EXERCISE AIM: The answer must consist only of the lines from the line with "t, ex = findWarning(e)" to the line with "Ah thanks for the pointer @jakobandersen", both included, exactly as they stand below.

DATA EXTRACT:
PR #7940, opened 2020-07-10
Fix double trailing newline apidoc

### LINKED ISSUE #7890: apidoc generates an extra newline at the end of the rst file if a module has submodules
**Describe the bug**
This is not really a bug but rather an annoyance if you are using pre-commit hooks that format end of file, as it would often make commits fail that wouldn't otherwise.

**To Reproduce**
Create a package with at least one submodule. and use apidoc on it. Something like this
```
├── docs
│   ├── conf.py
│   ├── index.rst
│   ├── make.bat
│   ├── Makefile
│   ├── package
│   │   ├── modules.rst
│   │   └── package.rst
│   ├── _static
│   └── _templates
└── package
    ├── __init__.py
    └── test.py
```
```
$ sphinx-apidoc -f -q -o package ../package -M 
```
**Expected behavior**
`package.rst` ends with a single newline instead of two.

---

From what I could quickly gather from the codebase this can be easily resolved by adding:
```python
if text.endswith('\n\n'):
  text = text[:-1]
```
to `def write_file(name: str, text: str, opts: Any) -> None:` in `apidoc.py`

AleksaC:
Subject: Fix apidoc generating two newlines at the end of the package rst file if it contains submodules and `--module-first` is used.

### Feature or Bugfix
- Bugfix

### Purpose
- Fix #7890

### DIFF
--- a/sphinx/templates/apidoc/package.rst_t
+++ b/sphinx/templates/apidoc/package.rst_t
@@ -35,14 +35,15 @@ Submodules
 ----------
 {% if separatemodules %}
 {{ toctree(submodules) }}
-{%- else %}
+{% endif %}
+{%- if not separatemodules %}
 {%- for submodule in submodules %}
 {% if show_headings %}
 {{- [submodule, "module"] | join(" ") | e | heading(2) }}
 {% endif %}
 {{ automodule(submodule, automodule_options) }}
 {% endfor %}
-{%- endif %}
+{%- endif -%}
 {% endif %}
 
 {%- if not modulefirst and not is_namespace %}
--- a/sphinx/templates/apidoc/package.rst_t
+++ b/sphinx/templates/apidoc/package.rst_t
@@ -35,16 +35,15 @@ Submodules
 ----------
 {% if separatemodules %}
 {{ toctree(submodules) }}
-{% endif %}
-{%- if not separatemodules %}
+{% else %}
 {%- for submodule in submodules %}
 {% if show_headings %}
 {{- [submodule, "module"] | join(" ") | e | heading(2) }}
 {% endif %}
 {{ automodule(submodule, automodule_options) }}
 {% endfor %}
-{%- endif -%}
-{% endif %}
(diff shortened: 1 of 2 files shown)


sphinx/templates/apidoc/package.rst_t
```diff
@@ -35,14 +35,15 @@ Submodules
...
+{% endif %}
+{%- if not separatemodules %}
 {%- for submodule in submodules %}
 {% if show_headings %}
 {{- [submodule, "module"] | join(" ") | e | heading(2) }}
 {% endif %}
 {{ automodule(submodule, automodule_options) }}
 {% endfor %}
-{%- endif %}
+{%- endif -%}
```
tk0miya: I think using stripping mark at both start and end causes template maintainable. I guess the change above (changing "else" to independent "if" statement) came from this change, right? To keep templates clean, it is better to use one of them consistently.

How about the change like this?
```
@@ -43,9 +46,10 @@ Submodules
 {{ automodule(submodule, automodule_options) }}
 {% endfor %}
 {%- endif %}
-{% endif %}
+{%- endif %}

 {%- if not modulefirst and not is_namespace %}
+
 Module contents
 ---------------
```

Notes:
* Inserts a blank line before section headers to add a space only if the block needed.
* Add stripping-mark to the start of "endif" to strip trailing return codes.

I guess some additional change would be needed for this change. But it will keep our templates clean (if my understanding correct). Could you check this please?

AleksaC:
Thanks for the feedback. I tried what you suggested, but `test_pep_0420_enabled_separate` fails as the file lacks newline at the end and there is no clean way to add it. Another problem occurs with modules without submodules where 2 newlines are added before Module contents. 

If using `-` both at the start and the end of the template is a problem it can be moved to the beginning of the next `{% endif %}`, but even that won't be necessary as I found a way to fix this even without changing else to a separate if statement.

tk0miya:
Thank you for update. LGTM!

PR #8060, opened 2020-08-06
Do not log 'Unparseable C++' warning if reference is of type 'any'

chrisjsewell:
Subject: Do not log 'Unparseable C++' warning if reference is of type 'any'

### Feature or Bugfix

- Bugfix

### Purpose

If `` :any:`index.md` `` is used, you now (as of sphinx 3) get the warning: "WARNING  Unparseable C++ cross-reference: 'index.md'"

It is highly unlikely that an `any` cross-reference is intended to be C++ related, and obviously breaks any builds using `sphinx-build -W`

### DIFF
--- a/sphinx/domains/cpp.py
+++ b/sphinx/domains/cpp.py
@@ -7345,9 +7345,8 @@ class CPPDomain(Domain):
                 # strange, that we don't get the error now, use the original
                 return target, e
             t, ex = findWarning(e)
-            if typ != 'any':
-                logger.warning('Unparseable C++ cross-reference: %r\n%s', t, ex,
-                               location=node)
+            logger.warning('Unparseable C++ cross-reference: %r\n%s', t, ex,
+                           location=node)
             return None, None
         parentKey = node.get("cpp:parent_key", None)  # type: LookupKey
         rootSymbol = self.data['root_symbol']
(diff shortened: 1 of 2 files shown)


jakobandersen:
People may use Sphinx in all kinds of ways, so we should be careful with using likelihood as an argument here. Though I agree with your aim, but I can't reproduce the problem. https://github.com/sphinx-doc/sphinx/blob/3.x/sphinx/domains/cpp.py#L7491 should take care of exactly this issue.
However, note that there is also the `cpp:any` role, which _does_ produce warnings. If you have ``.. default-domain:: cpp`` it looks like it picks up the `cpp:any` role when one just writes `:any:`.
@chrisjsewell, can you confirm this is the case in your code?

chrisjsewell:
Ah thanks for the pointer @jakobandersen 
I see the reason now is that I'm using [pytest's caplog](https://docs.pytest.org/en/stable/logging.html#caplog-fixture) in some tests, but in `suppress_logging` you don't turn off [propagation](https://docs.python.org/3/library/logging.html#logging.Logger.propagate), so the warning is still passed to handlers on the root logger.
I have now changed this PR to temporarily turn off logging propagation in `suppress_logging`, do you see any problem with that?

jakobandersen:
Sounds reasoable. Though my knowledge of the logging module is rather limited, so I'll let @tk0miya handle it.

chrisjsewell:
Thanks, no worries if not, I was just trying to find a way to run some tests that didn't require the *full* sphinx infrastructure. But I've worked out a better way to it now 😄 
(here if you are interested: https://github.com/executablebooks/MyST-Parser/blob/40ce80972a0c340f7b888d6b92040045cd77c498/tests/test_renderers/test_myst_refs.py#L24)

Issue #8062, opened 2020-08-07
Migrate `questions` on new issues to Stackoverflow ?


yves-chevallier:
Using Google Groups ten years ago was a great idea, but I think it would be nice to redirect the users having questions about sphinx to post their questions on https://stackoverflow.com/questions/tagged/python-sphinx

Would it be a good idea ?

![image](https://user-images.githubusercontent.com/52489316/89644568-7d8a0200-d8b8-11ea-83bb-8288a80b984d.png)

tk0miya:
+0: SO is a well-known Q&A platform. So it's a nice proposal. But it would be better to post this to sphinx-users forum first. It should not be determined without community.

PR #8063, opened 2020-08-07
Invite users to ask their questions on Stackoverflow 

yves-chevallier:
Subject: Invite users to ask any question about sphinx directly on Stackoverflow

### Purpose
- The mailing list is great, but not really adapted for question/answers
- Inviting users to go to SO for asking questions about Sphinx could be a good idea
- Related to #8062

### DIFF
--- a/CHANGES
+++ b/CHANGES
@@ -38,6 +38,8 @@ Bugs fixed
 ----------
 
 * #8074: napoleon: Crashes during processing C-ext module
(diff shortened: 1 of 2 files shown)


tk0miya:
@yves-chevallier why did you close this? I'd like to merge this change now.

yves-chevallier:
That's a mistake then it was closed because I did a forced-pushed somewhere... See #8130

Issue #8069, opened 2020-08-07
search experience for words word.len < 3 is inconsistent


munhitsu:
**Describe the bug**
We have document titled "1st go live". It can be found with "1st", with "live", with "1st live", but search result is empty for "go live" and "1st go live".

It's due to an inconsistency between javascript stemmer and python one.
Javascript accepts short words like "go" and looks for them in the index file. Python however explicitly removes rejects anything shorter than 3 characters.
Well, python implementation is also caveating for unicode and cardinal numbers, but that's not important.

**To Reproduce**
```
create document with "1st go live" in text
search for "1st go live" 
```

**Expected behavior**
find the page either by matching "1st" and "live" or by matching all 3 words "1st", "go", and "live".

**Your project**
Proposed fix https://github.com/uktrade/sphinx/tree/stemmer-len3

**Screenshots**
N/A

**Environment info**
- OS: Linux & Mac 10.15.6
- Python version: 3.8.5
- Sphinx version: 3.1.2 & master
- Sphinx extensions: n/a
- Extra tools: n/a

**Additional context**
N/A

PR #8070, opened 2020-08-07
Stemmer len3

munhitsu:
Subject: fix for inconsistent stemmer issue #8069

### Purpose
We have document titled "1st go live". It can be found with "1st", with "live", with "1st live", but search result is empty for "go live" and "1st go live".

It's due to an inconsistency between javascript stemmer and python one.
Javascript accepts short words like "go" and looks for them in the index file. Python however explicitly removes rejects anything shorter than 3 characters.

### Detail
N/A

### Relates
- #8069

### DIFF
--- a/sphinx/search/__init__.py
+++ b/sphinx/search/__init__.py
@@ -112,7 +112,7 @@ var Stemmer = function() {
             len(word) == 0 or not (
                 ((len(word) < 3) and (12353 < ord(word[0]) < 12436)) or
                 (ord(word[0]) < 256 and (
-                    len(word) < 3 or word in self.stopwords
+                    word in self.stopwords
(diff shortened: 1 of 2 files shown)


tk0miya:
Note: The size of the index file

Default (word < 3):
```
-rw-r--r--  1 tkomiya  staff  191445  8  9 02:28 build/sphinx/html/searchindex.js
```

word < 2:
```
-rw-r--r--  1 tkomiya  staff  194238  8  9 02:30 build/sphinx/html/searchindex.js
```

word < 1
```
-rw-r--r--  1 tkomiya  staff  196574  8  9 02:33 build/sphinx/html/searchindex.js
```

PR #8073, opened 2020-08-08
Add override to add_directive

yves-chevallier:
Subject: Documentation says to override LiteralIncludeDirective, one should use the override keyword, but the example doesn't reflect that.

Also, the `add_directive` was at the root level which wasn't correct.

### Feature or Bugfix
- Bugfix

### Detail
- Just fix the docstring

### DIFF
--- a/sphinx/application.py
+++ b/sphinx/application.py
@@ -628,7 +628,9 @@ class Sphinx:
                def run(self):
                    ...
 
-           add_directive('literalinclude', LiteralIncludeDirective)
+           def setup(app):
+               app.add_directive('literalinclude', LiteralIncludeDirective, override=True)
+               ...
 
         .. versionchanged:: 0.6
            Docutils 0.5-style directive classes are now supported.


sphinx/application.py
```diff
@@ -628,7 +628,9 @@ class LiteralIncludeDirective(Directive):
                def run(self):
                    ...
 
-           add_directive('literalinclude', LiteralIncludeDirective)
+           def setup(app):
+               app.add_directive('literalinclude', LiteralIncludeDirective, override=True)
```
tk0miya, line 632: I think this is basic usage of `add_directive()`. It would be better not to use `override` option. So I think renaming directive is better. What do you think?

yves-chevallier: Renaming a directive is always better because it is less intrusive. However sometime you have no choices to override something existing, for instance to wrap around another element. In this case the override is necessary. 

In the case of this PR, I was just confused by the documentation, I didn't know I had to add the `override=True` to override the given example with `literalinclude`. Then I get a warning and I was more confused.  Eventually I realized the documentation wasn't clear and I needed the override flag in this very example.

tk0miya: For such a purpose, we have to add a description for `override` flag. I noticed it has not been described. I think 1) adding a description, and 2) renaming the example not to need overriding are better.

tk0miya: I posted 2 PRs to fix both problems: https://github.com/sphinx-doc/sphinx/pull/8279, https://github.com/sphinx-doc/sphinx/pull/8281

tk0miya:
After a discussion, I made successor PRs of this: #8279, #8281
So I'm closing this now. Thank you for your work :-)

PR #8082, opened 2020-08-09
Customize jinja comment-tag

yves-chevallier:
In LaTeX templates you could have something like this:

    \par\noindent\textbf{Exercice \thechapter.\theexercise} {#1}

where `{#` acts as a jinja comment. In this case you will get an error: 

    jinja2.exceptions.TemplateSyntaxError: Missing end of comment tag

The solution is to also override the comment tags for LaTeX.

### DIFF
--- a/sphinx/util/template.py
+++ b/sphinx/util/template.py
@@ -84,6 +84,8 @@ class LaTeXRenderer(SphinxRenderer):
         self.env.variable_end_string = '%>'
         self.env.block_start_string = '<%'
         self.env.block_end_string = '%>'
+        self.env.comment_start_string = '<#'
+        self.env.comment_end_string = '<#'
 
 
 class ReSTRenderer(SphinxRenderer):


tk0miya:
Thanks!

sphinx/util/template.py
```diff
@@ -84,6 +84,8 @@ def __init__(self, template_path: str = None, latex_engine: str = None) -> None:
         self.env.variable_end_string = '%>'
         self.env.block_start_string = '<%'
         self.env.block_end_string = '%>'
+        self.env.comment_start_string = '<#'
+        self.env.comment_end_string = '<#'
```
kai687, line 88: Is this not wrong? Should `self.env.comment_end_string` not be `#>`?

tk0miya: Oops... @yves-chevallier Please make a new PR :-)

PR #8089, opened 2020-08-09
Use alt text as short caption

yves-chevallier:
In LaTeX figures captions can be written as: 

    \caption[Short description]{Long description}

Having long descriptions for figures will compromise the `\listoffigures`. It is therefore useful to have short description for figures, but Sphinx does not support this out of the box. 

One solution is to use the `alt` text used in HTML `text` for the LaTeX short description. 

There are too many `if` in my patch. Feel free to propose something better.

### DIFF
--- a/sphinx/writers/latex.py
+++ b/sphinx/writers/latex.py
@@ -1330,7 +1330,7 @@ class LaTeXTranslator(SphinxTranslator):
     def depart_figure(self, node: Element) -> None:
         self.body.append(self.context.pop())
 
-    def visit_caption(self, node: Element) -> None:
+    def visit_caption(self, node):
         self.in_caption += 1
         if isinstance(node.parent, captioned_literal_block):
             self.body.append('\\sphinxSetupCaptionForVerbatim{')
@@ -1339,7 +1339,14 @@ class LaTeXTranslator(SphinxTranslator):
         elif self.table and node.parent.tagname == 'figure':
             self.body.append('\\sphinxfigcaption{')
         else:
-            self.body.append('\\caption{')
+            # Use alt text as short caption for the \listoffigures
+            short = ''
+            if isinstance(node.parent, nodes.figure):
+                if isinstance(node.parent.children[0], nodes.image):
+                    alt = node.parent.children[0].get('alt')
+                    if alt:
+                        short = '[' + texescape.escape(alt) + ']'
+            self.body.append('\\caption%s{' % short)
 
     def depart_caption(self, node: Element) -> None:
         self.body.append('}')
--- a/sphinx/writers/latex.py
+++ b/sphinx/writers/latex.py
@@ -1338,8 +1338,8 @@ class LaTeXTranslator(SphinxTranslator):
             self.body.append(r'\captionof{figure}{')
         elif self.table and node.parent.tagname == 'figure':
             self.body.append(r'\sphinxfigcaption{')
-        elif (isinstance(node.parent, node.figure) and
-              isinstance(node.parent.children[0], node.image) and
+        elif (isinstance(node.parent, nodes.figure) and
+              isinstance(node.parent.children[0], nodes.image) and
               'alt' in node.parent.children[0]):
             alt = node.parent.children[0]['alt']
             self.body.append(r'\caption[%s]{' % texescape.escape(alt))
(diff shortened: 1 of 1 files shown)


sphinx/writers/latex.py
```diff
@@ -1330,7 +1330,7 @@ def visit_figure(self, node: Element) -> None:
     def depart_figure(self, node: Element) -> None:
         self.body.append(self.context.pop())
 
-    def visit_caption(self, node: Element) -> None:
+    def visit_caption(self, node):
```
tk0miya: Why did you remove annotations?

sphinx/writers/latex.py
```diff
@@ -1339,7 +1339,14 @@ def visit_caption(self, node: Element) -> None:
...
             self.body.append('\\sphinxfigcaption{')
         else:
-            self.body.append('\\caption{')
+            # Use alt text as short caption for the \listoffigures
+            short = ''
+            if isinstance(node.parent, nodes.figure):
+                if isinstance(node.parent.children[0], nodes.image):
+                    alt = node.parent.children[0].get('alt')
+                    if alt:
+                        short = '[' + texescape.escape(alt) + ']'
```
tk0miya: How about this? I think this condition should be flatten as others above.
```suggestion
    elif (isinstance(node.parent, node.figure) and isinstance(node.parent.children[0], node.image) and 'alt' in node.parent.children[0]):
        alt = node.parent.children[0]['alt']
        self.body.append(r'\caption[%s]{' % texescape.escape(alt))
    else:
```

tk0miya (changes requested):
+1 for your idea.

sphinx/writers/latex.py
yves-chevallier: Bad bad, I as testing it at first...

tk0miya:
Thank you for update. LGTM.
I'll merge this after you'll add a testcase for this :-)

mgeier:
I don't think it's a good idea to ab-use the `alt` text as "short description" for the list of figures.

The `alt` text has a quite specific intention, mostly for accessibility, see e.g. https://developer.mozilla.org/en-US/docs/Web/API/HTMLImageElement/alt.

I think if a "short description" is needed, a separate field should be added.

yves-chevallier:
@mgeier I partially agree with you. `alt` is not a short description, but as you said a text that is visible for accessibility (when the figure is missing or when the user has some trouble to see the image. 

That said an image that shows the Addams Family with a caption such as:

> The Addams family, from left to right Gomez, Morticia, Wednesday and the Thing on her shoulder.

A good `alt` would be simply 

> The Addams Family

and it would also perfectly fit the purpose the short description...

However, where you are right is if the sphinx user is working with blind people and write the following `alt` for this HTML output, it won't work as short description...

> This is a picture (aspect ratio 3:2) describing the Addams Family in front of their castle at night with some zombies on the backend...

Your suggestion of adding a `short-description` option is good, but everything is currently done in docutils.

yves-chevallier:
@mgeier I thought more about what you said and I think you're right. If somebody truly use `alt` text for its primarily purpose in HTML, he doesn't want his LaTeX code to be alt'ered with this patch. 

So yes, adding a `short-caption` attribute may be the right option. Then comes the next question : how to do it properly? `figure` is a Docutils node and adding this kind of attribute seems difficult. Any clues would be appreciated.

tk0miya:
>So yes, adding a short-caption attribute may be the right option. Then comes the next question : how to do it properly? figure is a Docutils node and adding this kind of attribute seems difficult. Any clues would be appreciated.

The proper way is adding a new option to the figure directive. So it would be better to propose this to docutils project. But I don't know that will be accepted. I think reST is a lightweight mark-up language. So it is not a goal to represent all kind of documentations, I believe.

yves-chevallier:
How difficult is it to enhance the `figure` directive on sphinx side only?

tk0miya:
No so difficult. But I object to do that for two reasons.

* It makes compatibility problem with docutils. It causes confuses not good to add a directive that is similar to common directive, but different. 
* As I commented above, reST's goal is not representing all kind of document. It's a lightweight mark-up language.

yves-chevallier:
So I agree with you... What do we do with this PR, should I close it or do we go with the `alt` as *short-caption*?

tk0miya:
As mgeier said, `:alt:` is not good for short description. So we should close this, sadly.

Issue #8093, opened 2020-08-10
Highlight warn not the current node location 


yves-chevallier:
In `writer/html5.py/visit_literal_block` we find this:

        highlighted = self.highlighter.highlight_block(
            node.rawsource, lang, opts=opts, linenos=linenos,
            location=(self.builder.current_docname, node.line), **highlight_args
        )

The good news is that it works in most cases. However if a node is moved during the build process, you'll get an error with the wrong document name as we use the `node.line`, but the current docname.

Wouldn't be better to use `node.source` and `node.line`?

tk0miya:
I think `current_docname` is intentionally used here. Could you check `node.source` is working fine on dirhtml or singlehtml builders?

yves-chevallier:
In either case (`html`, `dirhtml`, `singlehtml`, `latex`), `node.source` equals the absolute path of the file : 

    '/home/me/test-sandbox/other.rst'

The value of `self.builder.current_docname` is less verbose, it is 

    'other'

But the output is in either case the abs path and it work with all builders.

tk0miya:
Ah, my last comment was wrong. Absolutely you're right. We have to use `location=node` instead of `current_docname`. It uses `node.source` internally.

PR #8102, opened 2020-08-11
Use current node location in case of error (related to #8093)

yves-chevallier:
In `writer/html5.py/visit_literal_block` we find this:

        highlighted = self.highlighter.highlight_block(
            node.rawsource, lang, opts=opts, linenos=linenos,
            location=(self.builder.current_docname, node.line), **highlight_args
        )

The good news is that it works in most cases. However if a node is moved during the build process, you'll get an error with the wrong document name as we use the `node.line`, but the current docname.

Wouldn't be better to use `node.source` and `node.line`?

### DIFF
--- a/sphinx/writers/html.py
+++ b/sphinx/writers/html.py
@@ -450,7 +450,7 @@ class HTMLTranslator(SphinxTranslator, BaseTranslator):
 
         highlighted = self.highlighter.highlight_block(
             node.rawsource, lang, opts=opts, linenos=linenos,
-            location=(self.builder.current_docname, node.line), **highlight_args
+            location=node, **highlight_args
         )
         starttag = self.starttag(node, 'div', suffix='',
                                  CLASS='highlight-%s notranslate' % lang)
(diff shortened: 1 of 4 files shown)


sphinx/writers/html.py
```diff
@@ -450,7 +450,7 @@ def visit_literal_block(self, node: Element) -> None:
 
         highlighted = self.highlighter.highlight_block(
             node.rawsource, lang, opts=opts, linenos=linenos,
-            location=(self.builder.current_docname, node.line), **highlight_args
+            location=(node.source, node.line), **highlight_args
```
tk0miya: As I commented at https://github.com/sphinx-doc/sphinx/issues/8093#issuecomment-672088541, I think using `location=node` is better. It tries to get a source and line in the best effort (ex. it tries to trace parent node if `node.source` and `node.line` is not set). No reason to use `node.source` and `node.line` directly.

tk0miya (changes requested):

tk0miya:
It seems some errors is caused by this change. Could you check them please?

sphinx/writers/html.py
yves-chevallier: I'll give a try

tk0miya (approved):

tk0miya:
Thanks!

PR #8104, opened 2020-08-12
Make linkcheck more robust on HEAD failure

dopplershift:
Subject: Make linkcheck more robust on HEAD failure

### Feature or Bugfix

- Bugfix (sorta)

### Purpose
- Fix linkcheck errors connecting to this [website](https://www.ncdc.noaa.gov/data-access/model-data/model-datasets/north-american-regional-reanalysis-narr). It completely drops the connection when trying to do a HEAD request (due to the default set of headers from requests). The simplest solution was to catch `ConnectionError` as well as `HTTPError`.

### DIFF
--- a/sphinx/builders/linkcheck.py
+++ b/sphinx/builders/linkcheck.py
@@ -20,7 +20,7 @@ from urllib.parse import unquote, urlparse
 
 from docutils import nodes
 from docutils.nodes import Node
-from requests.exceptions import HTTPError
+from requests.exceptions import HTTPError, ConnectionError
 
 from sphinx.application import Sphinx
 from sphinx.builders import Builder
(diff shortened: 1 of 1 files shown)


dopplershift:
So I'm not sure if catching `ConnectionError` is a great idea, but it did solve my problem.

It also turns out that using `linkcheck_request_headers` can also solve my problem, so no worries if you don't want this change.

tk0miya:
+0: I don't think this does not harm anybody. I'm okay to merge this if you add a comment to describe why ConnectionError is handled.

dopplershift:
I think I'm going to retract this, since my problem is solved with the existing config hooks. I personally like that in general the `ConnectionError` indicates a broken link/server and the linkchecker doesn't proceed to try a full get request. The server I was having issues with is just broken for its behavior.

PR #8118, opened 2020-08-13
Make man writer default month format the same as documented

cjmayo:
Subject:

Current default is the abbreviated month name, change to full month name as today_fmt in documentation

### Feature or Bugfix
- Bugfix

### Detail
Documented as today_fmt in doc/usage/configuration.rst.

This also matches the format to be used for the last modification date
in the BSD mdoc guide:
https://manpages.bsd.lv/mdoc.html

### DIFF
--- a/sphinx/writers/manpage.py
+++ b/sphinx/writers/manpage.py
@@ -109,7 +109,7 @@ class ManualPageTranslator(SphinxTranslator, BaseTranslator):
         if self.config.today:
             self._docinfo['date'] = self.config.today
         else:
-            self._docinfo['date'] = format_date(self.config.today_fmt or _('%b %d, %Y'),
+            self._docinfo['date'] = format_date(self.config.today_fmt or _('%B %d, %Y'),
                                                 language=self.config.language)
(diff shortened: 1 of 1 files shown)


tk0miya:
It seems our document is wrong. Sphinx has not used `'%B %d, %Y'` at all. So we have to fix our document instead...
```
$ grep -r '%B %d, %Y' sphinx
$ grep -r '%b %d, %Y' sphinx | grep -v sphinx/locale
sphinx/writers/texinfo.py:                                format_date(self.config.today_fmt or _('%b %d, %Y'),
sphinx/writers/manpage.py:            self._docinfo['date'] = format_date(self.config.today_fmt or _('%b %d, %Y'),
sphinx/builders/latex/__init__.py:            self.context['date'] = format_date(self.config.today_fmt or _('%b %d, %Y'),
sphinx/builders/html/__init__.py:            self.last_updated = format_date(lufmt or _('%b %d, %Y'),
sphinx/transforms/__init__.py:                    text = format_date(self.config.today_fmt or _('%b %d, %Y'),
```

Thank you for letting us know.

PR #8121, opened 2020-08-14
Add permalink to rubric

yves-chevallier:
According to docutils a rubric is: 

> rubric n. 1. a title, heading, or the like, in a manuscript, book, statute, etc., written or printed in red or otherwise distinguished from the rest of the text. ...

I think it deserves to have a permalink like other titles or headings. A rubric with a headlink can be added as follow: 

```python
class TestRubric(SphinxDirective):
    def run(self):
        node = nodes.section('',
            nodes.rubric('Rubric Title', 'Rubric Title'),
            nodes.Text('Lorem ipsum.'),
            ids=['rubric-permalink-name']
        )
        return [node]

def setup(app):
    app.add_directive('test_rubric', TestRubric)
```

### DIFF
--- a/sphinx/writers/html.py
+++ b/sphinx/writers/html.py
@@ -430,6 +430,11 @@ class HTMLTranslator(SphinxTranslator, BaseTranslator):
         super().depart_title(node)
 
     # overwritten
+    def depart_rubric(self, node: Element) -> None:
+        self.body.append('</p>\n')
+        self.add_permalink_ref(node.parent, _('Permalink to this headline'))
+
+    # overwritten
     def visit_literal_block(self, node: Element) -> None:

SOLVED EXERCISE:
             t, ex = findWarning(e)
-            if typ != 'any':
-                logger.warning('Unparseable C++ cross-reference: %r\n%s', t, ex,
-                               location=node)
+            logger.warning('Unparseable C++ cross-reference: %r\n%s', t, ex,
+                           location=node)
             return None, None
         parentKey = node.get("cpp:parent_key", None)  # type: LookupKey
         rootSymbol = self.data['root_symbol']
(diff shortened: 1 of 2 files shown)


jakobandersen:
People may use Sphinx in all kinds of ways, so we should be careful with using likelihood as an argument here. Though I agree with your aim, but I can't reproduce the problem. https://github.com/sphinx-doc/sphinx/blob/3.x/sphinx/domains/cpp.py#L7491 should take care of exactly this issue.
However, note that there is also the `cpp:any` role, which _does_ produce warnings. If you have ``.. default-domain:: cpp`` it looks like it picks up the `cpp:any` role when one just writes `:any:`.
@chrisjsewell, can you confirm this is the case in your code?

chrisjsewell:
Ah thanks for the pointer @jakobandersen 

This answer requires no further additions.